Work instruction:
All entries must be transcribed exactly, down to the last character.

Records from a dataset
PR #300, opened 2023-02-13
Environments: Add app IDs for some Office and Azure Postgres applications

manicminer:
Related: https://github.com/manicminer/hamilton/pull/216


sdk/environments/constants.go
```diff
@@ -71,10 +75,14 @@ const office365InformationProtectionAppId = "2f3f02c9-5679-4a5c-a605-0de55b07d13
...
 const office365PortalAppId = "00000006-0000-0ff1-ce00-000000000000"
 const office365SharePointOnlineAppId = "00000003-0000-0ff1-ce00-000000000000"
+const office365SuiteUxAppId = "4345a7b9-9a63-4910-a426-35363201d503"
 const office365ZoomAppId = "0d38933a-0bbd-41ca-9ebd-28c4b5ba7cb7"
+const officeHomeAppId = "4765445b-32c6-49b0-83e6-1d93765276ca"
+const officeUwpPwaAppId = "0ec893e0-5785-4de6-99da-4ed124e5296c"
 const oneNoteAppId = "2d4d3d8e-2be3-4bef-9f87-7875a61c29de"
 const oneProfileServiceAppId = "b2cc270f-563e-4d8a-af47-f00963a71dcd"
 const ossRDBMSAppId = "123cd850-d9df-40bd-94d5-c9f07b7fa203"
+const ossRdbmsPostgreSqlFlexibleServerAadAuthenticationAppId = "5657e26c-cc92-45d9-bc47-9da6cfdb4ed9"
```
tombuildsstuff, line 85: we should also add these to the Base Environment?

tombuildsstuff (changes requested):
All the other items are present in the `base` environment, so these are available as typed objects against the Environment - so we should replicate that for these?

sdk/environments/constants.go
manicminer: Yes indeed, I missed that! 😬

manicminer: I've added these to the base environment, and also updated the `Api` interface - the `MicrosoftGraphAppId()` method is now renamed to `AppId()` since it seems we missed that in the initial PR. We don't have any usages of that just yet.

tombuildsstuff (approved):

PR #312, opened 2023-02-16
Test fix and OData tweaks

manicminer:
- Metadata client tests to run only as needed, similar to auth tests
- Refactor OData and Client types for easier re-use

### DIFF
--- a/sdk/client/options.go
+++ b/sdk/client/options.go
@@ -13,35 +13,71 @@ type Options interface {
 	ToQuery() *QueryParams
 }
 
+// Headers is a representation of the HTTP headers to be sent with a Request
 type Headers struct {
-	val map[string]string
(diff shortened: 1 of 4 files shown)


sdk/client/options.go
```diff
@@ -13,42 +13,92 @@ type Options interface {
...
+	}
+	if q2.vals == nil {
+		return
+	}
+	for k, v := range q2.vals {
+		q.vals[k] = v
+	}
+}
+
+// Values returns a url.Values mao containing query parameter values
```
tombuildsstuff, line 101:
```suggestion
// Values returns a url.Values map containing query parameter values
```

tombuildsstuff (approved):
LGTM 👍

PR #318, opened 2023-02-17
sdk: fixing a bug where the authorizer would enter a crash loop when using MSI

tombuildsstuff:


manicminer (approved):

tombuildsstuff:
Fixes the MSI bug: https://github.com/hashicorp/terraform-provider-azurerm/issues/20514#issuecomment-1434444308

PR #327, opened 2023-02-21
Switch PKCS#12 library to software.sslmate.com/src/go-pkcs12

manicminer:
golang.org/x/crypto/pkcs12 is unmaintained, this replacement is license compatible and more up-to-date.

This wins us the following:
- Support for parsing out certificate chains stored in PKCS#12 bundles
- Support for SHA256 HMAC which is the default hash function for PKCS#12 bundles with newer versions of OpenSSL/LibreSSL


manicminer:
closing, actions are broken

Answer below:
PR #300, opened 2023-02-13
Environments: Add app IDs for some Office and Azure Postgres applications

manicminer:
Related: https://github.com/manicminer/hamilton/pull/216


sdk/environments/constants.go
```diff
@@ -71,10 +75,14 @@ const office365InformationProtectionAppId = "2f3f02c9-5679-4a5c-a605-0de55b07d13
...
 const office365PortalAppId = "00000006-0000-0ff1-ce00-000000000000"
 const office365SharePointOnlineAppId = "00000003-0000-0ff1-ce00-000000000000"
+const office365SuiteUxAppId = "4345a7b9-9a63-4910-a426-35363201d503"
 const office365ZoomAppId = "0d38933a-0bbd-41ca-9ebd-28c4b5ba7cb7"
+const officeHomeAppId = "4765445b-32c6-49b0-83e6-1d93765276ca"
+const officeUwpPwaAppId = "0ec893e0-5785-4de6-99da-4ed124e5296c"
 const oneNoteAppId = "2d4d3d8e-2be3-4bef-9f87-7875a61c29de"
 const oneProfileServiceAppId = "b2cc270f-563e-4d8a-af47-f00963a71dcd"
 const ossRDBMSAppId = "123cd850-d9df-40bd-94d5-c9f07b7fa203"
+const ossRdbmsPostgreSqlFlexibleServerAadAuthenticationAppId = "5657e26c-cc92-45d9-bc47-9da6cfdb4ed9"
```
tombuildsstuff, line 85: we should also add these to the Base Environment?

tombuildsstuff (changes requested):
All the other items are present in the `base` environment, so these are available as typed objects against the Environment - so we should replicate that for these?

sdk/environments/constants.go
manicminer: Yes indeed, I missed that! 😬

manicminer: I've added these to the base environment, and also updated the `Api` interface - the `MicrosoftGraphAppId()` method is now renamed to `AppId()` since it seems we missed that in the initial PR. We don't have any usages of that just yet.

tombuildsstuff (approved):

PR #312, opened 2023-02-16
Test fix and OData tweaks

manicminer:
- Metadata client tests to run only as needed, similar to auth tests
- Refactor OData and Client types for easier re-use

### DIFF
--- a/sdk/client/options.go
+++ b/sdk/client/options.go
@@ -13,35 +13,71 @@ type Options interface {
 	ToQuery() *QueryParams
 }
 
+// Headers is a representation of the HTTP headers to be sent with a Request
 type Headers struct {
-	val map[string]string
(diff shortened: 1 of 4 files shown)


sdk/client/options.go
```diff
@@ -13,42 +13,92 @@ type Options interface {
...
+	}
+	if q2.vals == nil {
+		return
+	}
+	for k, v := range q2.vals {
+		q.vals[k] = v
+	}
+}
+
+// Values returns a url.Values mao containing query parameter values
```
tombuildsstuff, line 101:
```suggestion
// Values returns a url.Values map containing query parameter values
```

tombuildsstuff (approved):
LGTM 👍

PR #318, opened 2023-02-17
sdk: fixing a bug where the authorizer would enter a crash loop when using MSI

tombuildsstuff:


manicminer (approved):

tombuildsstuff:
Fixes the MSI bug: https://github.com/hashicorp/terraform-provider-azurerm/issues/20514#issuecomment-1434444308

PR #327, opened 2023-02-21
Switch PKCS#12 library to software.sslmate.com/src/go-pkcs12

manicminer:
golang.org/x/crypto/pkcs12 is unmaintained, this replacement is license compatible and more up-to-date.

This wins us the following:
- Support for parsing out certificate chains stored in PKCS#12 bundles
- Support for SHA256 HMAC which is the default hash function for PKCS#12 bundles with newer versions of OpenSSL/LibreSSL


manicminer:
closing, actions are broken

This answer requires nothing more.